Tuesday, February 24, 2015

Preventing Kidney Damage with Propolis

Another new finding confirming the ability of propolis to protect the kidneys. This is consistent with other studies which find that it not only prevents, protects and heals the kidneys, but the liver and spleen as well. The anti-inflammatory, antioxidant and wound-healing capacities are a welcome addition, internally and externally.

Brazilian Red Propolis Attenuates Hypertension and Renal Damage in 5/6 Renal Ablation Model
PLoS One. 2015 Jan 21;10(1):e0116535
The pathogenic role of inflammation and oxidative stress in chronic kidney disease (CKD) is well known. Anti-inflammatories and antioxidant drugs has demonstrated significant renoprotection in experimental nephropathies. Moreover, the inclusion of natural antioxidants derived from food and herbal extracts (such as polyphenols, curcumin and lycopene) as an adjuvant therapy for slowing CKD progression has been largely tested. Brazilian propolis is a honeybee product, whose anti-inflammatory, antimicrobial and antioxidant effects have been widely shown in models of sepsis, cancer, skin irritation and liver fibrosis. Furthermore, previous studies demonstrated that this compound promotes vasodilation and reduces hypertension. However, potential renoprotective effects of propolis in CKD have never been investigated.

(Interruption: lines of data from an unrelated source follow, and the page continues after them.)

PR #19, opened 2023-09-11
Implements `findUserByMe` endpoint + trimmings

gbdubs:


cmd/server/pactasrv/conv_pacta_to_oapi.go
```diff
@@ -26,17 +26,32 @@ func initiativeToOAPI(i *pacta.Initiative) (*api.Initiative, error) {
 	}, nil
 }
 
+func userToOAPI(user *pacta.User) (*api.User, error) {
+	if user == nil {
+		return nil, errorInternal(fmt.Errorf("userToOAPI: can't convert nil pointer"))
```
bcspragu, line 31: I hear your point about keeping all the `conv` stuff in the `pactasrv` package so you can access these, but my counterpoint would be that determining the 'type' of an error truly is a concern of the server, and this should just return a `fmt.Errorf(...)` or some `conv`-specific error that the `srv` layer then converts into an `errorWhatever`

Functionally, it probably doesn't matter, just cleaner abstractions and easier testing

bcspragu, line 31: I remember you had a reason for using `*api.Whatever` and `dereference` instead of just using structs directly, but it seems like a lot of contorting to be using pointers, but having to check for errors/disallow them, only to convert them back into not-pointers later

cmd/server/pactasrv/user.go
```diff
@@ -50,3 +53,45 @@ func (s *Server) deleteUser(ctx context.Context, request api.DeleteUserRequestOb
...
+	}
+	// TODO(#18) Handle Multiple Emails in the Token Claims gracefully
+	if len(emails) > 1 {
+		return nil, errorBadRequest("jwt token", "multiple emails in token")
+	}
+	authnID := token.Subject()
+	if authnID == "" {
+		return nil, fmt.Errorf("couldn't find authn id in jwt")
+	}
+	user, err := s.DB.GetOrCreateUserByAuthn(s.DB.NoTxn(ctx), pacta.AuthnMechanism_EmailAndPass, authnID, emails[0])
```
bcspragu, line 92: I would not use a `GetOrCreate` endpoint for something like this. `GetOrCreate`-ing a user should happen on a dedicated `login` or similar endpoint, it should be an error if a user tries to do anything else without an account in the DB.

There's a bunch of reasons to do this, but the main one is to have a single location where we create accounts in the DB.

db/sqldb/user.go
```diff
@@ -52,6 +52,43 @@ func (d *DB) UserByAuthn(tx db.Tx, authnMechanism pacta.AuthnMechanism, authnID
...
+			return nil
+		}
+		if !db.IsNotFound(err) {
+			return fmt.Errorf("looking up user by authn: %w", err)
+		}
+		canonizedEmail, err := pacta.CanonizeEmail(email)
+		if err != nil {
+			return fmt.Errorf("canonizing email: %w", err)
+		}
+		uID, err := d.CreateUser(tx, &pacta.User{
```
bcspragu, line 70: As far as I can tell, this function is only used internally and should probably not be exported.

Similar to above comment, we should really have exactly one public function that can create users - it's a somewhat complicated operation and we don't want multiple places doing it differently.

db/sqldb/user.go
```diff
@@ -52,6 +52,43 @@ func (d *DB) UserByAuthn(tx db.Tx, authnMechanism pacta.AuthnMechanism, authnID
...
+	err := d.RunOrContinueTransaction(tx, func(tx db.Tx) error {
+		u, err := d.userByAuthn(tx, authnMechanism, authnID)
+		if err == nil {
+			user = u
+			return nil
+		}
+		if !db.IsNotFound(err) {
+			return fmt.Errorf("looking up user by authn: %w", err)
+		}
+		canonizedEmail, err := pacta.CanonizeEmail(email)
```
bcspragu, line 66: I'd argue this should happen at the server, not the DB. It's a field, like any other.

deps.bzl
```diff
@@ -543,6 +543,12 @@ def go_dependencies():
         sum = "h1:vV6w1AhK4VMnhBno/TPVCoK9U/LP0PkLCS9tbxHdi/U=",
         version = "v1.1.1",
     )
+    go_repository(
+        name = "com_github_dimuska139_go_email_normalizer",
+        importpath = "github.com/dimuska139/go-email-normalizer",
+        sum = "h1:pJNZnU7uS9MRoYqpoir05B+bCYXrS9sPGE4G1o9EDA8=",
+        version = "v1.2.1",
+    )
```
bcspragu, line 551: I know the open source ecosystem runs on herculean feats of individuals, but I'm still not a fan of random people's not-particularly-widely-used libraries being used in PII sensitive contexts (or really just on the backend in general). If you've audited this and trust it, LGTM, but otherwise, I'd fork it or just make the our own minimal version with the normalizations we care about.

I noted that email normalizing is a fraught endeavor, and I'd argue that farming it out to a random dependency is also a fraught solution.

frontend/components/standard/Nav.vue
```diff
@@ -10,11 +11,11 @@ const menuHidden = useState<boolean>(`${prefix}.menuHidden`, () => false)
...
   return {
     transition: menuHidden.value ? 'max-height .1s ease' : 'max-height .5s ease',
-    overflow: menuHidden.value ? 'hidden' : undefined,
+    overflow: 'hidden',
     'max-height': menuHidden.value ? '0px' : '100vh',
     border: menuHidden.value ? undefined : '2px solid',
-    'margin-top': menuHidden.value ? '0' : '-2px',
-    padding: menuHidden.value ? '0' : '.25rem 0'
+    'margin-top': menuHidden.value ? '0' : '-2px'
+    // padding: menuHidden.value ? '0' : '.25rem 0'
```
bcspragu, line 18: Remove?

frontend/composables/useSession.ts
```diff
@@ -0,0 +1,74 @@
...
+        resolvers.value.push(resolve)
+      })
+    }
+
+    // We're the first to request a user, kick of the request and hop in line at the front of the queue.
+    return new Promise((resolve) => {
+      resolvers.value.push(resolve)
+      void pactaClient.findUserByMe()
+        .then((m) => {
+          console.log(m)
```
bcspragu, line 33: Remove?

frontend/composables/useSession.ts
```diff
@@ -0,0 +1,74 @@
...
+    if (signedIn.value) {
+      await loadCurrentUser()
+    }
+    return {
+      // Will be a Ref with a value of undefined if the user isn't logged in.
+      maybeMe: currentUser,
+      isAdmin,
+      isSuperAdmin
+    }
+  }
```
bcspragu, line 66: As pretty much this whole app should require login, I'd actually just not implement/expose this for now, I've always found this to be kludgy. Do I have an alternative in mind? Definitely not.

openapi/pacta.yaml
```diff
@@ -310,6 +310,31 @@ paths:
...
+          content:
+            application/json:
+              schema:
+                $ref: '#/components/schemas/User'
+        '401':
+          description: caller is not logged in - log in to continue 
+          content:
+            application/json:
+              schema:
+                $ref: '#/components/schemas/EmptySuccess'
```
bcspragu, line 330: `EmptySuccess` Is not what I'd call getting a 401, I'd make a new type (or just leave `content` blank!)

pacta/email.go
```diff
@@ -0,0 +1,53 @@
...
+	"strings"
+	"unicode"
+	"unicode/utf8"
+
+	normalizer "github.com/dimuska139/go-email-normalizer"
+)
+
+var n = normalizer.NewNormalizer()
+
+func CanonizeEmail(email string) (string, error) {
```
bcspragu, line 14: supernit: `CanonicalizeEmail`?

pacta/email.go
```diff
@@ -0,0 +1,53 @@
...
+	// Performs basic validation, preventing obviously malformed email addresses, but
+	// not capturing the entirety of the RFC 5322 grammar.
+	split := strings.Split(email, "@")
+	if len(split) != 2 {
+		return "", fmt.Errorf("invalid email, wrong number of at-signs: %q", email)
+	}
+	if !isASCII(split[0]) || !utf8.ValidString(split[0]) {
```
bcspragu, line 21: Hold up now: https://en.wikipedia.org/wiki/Email_address#Internationalization

Perfectly reasonable email addresses can have non-ASCII characters in them. Again, thinking of our European users, I'd expect umlauts and other things to appear in addresses, which are valid UTF-8 and valid email addresses by [RFC 6532](https://www.rfc-editor.org/rfc/rfc6532).

If internationalization was done via [punycode](https://en.wikipedia.org/wiki/Punycode), like domain names, then the ASCII check would be fine, but it's just full on Unicode

pacta/email.go
```diff
@@ -0,0 +1,53 @@
...
+	return n.Normalize(email), nil
+}
+
+func isASCII(s string) bool {
+	for _, r := range s {
+		if r > 127 {
+			return false
+		}
+	}
+	fmt.Printf("%s = true\n", s)
```
bcspragu, line 42: Remove, though per the previous comment this whole function should prob go

pacta/email.go
```diff
@@ -0,0 +1,53 @@
...
+	split := strings.Split(email, "@")
+	if len(split) != 2 {
+		return "", fmt.Errorf("invalid email, wrong number of at-signs: %q", email)
+	}
+	if !isASCII(split[0]) || !utf8.ValidString(split[0]) {
+		return "", fmt.Errorf("invalid email, non-ASCII or UTF-8 local part: %q", split[0])
+	}
+	if includesSpace(email) {
+		return "", fmt.Errorf("invalid email, whitespace in email address: %q", split[0])
+	}
```
bcspragu, line 26: I feel like this is one of those all downside, no upside checks and we should just do email verification (which I think we already do with Azure). Since [(quoted) spaces are allowed by the email spec](https://en.wikipedia.org/wiki/Email_address#Local-part), not allowing them is just guaranteeing we make _someone's_ life very annoying for no reason.

scripts/run_db.sh
```diff
@@ -95,6 +95,14 @@ if [ "$SKIP_MIGRATE" = false ]; then
...
-echo "DB is up!"
+echo "
+.__ .  .._.
+[__)|\/| | 
+|  \|  |_|_
+           
+.__ .__    
+|  \[__)   
+|__/[__)   
+"
```
bcspragu, line 106: :grimacing:

bcspragu (approved):

db/sqldb/user.go
gbdubs: SGTM.

deps.bzl
gbdubs: I share your general skepticism, which is why I also audited it. RE: should we create our own fork, I was thinking that Bazel deps provides a sufficient mechanism, since the version + checksum validate that this is the only version that we'll ever use unless we explicitly upgrade it. Is there a way we could more firmly lock in at this version?

frontend/components/standard/Nav.vue
gbdubs: GC

frontend/composables/useSession.ts
gbdubs: GC

frontend/composables/useSession.ts
gbdubs: I think we're going to still need it - examples include public initiatives, and publicly-shared resources.

openapi/pacta.yaml
gbdubs: Fair - previously I couldn't figure out how the return types work with missing `content`! Feel free to change in your upcoming PR to revolutionize errors!

pacta/email.go
gbdubs: TIL! https://wikidiff.com/canonize/canonicalize

Will change.

pacta/email.go
gbdubs: Wait I'm confused - that spec seems to claim that it DOES have to be utf-8 encoded, no?

https://en.wikipedia.org/wiki/International_email#:~:text=The%20set%20of,fully%20internationalized%20email.

pacta/email.go
gbdubs: GC on removing this line ;)

scripts/run_db.sh
gbdubs: Do you have a pointer to the font you use for our other ones? I'd love for them to be consistent.

bcspragu: We link to it! Is called Pagga:

https://github.com/RMI-PACTA/app/blob/2525f7f39e0748935a0f17b1174aa717a469c0da/cmd/server/main.go#L153

deps.bzl
bcspragu: I think code review is the best/easiest tool we have available, the dependency should only change versions if we `go get -u ...` some other dep that requires a newer version, which seems unlikely.

cmd/server/pactasrv/user.go
bcspragu: The other reasons are something like:

1. We shouldn't have exported methods that nobody is using, it increases the package's surface area unnecessarily
2. Given the way our login system works ('get token, send to server'), the only way of account creation that makes sense is `GetOrCreateUser[...]`, we shouldn't make it tempting to create accounts any other way

gbdubs: Wait I might be misunderstanding. When does the token from Azure get sent directly to the server? Aren't we always facilitating that exchange through the Frontend? If so wouldn't just having getOrCreateUser make sense at the FE layer too?

Agreed on the idea of one method at the DB layer. - I'll make `CreateUser` testonly.

db/sqldb/user.go
gbdubs: agreed. fixed.

deps.bzl
gbdubs: SGTM.

openapi/pacta.yaml
gbdubs: I'll leave this to you :)

pacta/email.go
gbdubs: Done.

pacta/email.go
gbdubs: VERY GOOD CATCH. Thank you!

pacta/email.go
gbdubs: SG

scripts/run_db.sh
gbdubs: <3

cmd/server/pactasrv/user.go
bcspragu: Copying image from Slack:
image

bcspragu: The token that would go to a `PACTA` `/login` endpoint would be the RMI-specific token from step 4, and that would get or create the user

The aim of this study was to evaluate the effects of a subtype of Brazilian propolis, the Red Propolis (RP), in the 5/6 renal ablation model (Nx). Adult male Wistar rats underwent Nx and were divided into untreated (Nx) and RP-treated (Nx+RP) groups, after 30 days of surgery; when rats already exhibited marked hypertension and proteinuria. Animals were observed for 90 days from the surgery day, when Nx+RP group showed significant reduction of hypertension, proteinuria, serum creatinine retention, glomerulosclerosis, renal macrophage infiltration and oxidative stress, compared to age-matched untreated Nx rats, which worsened progressively over time.

In conclusion, RP treatment attenuated hypertension and structural renal damage in Nx model. Reduction of renal inflammation and oxidative stress could be a plausible mechanism to explain this renoprotection.